EXERCISE DESCRIPTION:
Your answer should be the lines of the data below that contain "there".

TASK DATA:
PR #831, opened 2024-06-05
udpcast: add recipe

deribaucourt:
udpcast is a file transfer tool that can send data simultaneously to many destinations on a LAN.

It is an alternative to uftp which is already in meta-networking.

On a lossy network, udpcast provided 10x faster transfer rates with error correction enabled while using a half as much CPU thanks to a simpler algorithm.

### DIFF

...

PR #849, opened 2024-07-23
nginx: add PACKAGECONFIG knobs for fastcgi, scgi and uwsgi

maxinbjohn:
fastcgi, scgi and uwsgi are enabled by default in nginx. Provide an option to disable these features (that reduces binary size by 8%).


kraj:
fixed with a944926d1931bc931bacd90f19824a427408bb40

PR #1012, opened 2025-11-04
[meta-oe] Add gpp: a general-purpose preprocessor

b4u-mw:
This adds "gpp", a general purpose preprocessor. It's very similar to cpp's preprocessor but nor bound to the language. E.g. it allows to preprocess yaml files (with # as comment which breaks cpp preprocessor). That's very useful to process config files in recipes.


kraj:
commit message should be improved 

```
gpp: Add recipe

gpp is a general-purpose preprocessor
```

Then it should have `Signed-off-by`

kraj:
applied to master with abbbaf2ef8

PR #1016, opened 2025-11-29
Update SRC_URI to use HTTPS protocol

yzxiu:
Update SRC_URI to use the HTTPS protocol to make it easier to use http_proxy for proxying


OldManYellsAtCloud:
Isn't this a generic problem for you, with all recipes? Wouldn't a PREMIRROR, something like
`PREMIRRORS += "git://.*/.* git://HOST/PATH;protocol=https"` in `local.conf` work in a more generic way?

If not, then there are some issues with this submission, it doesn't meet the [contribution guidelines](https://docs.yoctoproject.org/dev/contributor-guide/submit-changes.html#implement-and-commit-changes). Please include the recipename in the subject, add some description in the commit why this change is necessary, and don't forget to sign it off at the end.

* * *

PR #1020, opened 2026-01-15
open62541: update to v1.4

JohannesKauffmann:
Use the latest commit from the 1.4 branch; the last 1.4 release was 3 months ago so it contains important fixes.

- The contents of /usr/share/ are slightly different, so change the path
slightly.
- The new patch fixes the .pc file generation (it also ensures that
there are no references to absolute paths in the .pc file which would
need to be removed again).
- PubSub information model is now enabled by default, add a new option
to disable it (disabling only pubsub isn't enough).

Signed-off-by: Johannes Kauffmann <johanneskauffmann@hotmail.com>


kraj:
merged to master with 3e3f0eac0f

SOLUTION FOR THIS PROBLEM:
If not, then there are some issues with this submission, it doesn't meet the [contribution guidelines](https://docs.yoctoproject.org/dev/contributor-guide/submit-changes.html#implement-and-commit-changes). Please include the recipename in the subject, add some description in the commit why this change is necessary, and don't forget to sign it off at the end.
there are no references to absolute paths in the .pc file which would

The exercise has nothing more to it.